The Fed Chair struck a cautiously optimistic tone on inflation, saying the "overall inflation picture is positive," while simultaneously warning that "forecasts in and out of the Fed expect a meaningful increase in inflation this year due to tariff policy." This tension—between backward-looking data that might justify a rate cut and forward-looking models warning of upside risks—is what Powell pointed to as the reason for policy inertia. "If not for forecast of inflation, we would have continued cutting," he told lawmakers. "We're just noting, let's wait and see more. It's a question of being prudent and careful."

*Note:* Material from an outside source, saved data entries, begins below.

PR #1753, opened 2023-10-13
fix: zero divide in under_non_alpha_ratio

qued:
The function `under_non_alpha_ratio` in `unstructured.partition.text_type` was producing a divide-by-zero error. After investigation I found this was a possibility when the function was passed a string of all spaces.

### DIFF
--- a/CHANGELOG.md
+++ b/CHANGELOG.md
@@ -8,7 +8,7 @@
 
 ### Fixes
 
-* **Fixes `under_non_alpha_ratio` dividing by zero** Although this function guarded against a specific cause of division by zero, there were edge cases slipping through like strings tih only whitespace. This update more generally prevents the function from performing a division by zero.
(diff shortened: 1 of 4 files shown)


CHANGELOG.md
```diff
@@ -8,6 +8,8 @@
 
 ### Fixes
 
+* **Fixes `under_non_alpha_ratio` dividing by zero** Although this function guarded against a specific cause of division by zero, there were edge cases slipping through like strings tih only whitespace. This update more generally prevents the function from performing a division by zero.
```
cragwolfe, line 11:
```suggestion
* **Fixes `under_non_alpha_ratio` dividing by zero** Although this function guarded against a specific cause of division by zero, there were edge cases slipping through like strings with only whitespace. This update more generally prevents the function from performing a division by zero.
```

cragwolfe (approved):

PR #1761, opened 2023-10-14
fix: use nx to avoid recursion limit

qued:
Fixes recursion limit error that was being raised when partitioning Excel documents of a certain size.

Previously we used a recursive method to find subtables within an excel sheet. However this would run afoul of Python's recursion depth limit when there was a contiguous block of more than 1000 cells within a sheet. This function has been updated to use the NetworkX library which avoids Python recursion issues.

* Updated `_get_connected_components` to use `networkx` graph methods rather than implementing our own algorithm for finding contiguous groups of cells within a sheet.
* Added a test and example doc that replicates the `RecursionError` prior to the change.
*  Added `networkx` to `extra_xlsx` dependencies and `pip-compile`d.

#### Testing:
The following run from a Python terminal should raise a `RecursionError` on `main` and succeed on this branch:
```python
import sys
from unstructured.partition.xlsx import partition_xlsx
old_recursion_limit = sys.getrecursionlimit()
try:
    sys.setrecursionlimit(1000)
    filename = "example-docs/more-than-1k-cells.xlsx"
    partition_xlsx(filename=filename)
finally:
    sys.setrecursionlimit(old_recursion_limit)

```
Note: the recursion limit is different in different contexts. Checking my own system, the default in a notebook seems to be 3000, but in a terminal it's 1000. The documented Python default recursion limit is 1000.


unstructured/partition/xlsx.py
```diff
@@ -201,44 +202,26 @@ def _get_connected_components(
         overlapping components to return distinct components.
     """
     max_row, max_col = sheet.shape
-    visited = set()
+    graph: nx.Graph = nx.grid_2d_graph(max_row, max_col)
+    node_array = np.indices((max_row, max_col)).T
+    empty_cells = sheet.isna().T
+    nodes_to_remove = [tuple(pair) for pair in node_array[empty_cells]]
+    graph.remove_nodes_from(nodes_to_remove)
+    connected_components_as_nodes = list(nx.connected_components(graph))
```
badGarnet, line 210: do we need to convert it into list? seems we are just iterating over this once. So maybe keep it as generator to save some memory?

qued: Dropped the conversion to list in [1f43edd](https://github.com/Unstructured-IO/unstructured/pull/1761/commits/1f43eddf680cd5ee08b8b347ed93d4a5fc03dd36).

badGarnet (approved):
main can run the test code; but with that using library code is preferred here and it is more readable

badGarnet:
confirming 1000 limit triggers recursion depth error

Powell acknowledged that in retrospect, current conditions might justify a neutral policy stance. "If you look in the rearview mirror and look at existing data that we've seen, you can make a good argument that would call for us to be at a neutral level, " he said. "That would require the Fed to have made a couple of cuts, or maybe more."

However, he reiterated that the FOMC had not moved in that direction because of "uncertainty about the size and potential persistence of inflation from tariffs," which he cited as a key reason for remaining on hold.

Powell also addressed broader economic conditions, saying the U.S. is not in a recession and that financial stability risks are not elevated. "Asset prices are high, but leverage is not particularly high," and "overall financial stability conditions are not in a place where we worry a lot," he said. He added that commercial real estate is "not getting worse" and the sector is "working our way through it."

Comments on the labor market were largely positive, with Powell noting that "we don't see weakness in the labor market," although he indicated that any unexpected deterioration in employment would prompt a reassessment. "If we forecast labor market weakness, we would change things."

Finally, Powell touched on data integrity and the broader role of the Fed, cautioning that "less reliable, more volatile data would make it more difficult for the private sector and the Fed". He repeated that the Fed does not comment on or intervene in fiscal policy, including taxation or climate policy, and reiterated the central bank has no intention to purchase Bitcoin or similar assets.

In sum, Powell struck a balance between caution and preparedness. His messaging was clear: the Fed is on hold, watching inflation data closely, and wary of the impacts of tariffs, but it remains open to cutting rates if inflation remains subdued and the labor market softens. With no major market moves or policy missteps from today's appearance, Powell likely achieved what he set out to do—keep the Fed steady and the political heat at arm's length for another day.